- _What is required_: Which lines of the entries below hold the word "Result"? Report each of them.

====== Dataset

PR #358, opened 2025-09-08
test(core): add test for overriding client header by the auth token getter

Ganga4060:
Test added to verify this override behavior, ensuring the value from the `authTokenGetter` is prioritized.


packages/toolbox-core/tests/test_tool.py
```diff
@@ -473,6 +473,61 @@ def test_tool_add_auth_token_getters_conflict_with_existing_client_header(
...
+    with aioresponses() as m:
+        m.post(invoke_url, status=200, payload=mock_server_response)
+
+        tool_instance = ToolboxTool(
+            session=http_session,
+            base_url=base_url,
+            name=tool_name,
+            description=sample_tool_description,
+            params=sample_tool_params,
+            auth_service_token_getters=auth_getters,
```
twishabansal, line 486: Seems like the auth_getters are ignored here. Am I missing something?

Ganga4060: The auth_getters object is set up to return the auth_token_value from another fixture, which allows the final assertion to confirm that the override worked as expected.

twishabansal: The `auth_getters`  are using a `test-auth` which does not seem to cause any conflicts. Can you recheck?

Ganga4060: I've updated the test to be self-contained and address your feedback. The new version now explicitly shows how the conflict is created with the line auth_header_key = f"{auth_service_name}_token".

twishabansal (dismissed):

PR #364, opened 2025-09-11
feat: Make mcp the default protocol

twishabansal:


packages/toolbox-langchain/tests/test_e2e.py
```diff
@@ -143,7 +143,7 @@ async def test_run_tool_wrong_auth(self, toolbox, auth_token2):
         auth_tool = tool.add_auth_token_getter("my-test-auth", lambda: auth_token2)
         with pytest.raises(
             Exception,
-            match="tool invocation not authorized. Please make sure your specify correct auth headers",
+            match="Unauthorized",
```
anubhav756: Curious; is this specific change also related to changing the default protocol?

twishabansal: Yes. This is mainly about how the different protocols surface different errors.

============
====== Dataset

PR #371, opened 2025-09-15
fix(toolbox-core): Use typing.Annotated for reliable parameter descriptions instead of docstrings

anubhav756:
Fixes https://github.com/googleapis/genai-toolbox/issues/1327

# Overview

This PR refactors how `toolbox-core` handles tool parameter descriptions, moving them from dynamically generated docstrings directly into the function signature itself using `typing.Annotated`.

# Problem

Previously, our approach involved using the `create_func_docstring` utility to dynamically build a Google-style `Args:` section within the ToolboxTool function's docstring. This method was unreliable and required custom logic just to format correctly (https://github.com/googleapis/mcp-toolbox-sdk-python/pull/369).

============
====== Dataset

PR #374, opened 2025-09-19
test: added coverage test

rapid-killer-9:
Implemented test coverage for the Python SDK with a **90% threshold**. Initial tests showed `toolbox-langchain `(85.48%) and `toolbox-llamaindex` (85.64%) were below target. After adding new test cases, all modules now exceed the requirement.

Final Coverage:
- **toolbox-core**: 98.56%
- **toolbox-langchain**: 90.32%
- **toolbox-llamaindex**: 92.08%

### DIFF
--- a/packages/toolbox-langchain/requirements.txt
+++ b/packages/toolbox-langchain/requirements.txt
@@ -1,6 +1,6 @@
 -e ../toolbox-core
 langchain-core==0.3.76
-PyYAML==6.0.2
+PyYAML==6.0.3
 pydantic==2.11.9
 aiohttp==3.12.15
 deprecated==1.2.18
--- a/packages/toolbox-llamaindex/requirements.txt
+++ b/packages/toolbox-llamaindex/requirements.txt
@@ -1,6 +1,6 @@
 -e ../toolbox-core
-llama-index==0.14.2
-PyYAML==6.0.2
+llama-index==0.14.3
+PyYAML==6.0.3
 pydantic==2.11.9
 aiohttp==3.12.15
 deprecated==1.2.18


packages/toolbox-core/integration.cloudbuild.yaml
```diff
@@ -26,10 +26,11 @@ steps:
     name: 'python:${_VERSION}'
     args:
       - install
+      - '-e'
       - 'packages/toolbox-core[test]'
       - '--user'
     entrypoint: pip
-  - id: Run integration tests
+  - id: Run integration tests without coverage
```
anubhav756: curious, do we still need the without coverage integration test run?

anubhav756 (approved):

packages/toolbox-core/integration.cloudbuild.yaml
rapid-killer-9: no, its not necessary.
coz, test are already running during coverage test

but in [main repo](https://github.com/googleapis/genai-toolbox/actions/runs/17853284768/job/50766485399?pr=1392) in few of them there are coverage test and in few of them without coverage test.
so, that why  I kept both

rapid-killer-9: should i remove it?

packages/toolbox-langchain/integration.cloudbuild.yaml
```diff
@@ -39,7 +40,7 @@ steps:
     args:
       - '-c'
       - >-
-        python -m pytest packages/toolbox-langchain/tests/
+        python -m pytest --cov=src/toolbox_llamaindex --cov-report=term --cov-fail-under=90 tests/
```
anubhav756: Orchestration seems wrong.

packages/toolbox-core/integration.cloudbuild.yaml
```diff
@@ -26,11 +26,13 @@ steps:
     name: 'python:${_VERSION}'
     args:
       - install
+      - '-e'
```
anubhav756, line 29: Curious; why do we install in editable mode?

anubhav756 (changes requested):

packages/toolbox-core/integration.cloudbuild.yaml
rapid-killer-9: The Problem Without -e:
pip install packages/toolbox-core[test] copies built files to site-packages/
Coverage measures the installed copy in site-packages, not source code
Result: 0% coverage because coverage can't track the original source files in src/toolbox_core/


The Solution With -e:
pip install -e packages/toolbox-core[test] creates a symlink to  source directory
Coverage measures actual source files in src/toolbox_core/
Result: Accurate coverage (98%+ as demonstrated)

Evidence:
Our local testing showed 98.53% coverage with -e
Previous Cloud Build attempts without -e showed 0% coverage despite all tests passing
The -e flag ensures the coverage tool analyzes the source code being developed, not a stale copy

============

- _Solution to this exercise_:
Result: 0% coverage because coverage can't track the original source files in src/toolbox_core/
Result: Accurate coverage (98%+ as demonstrated)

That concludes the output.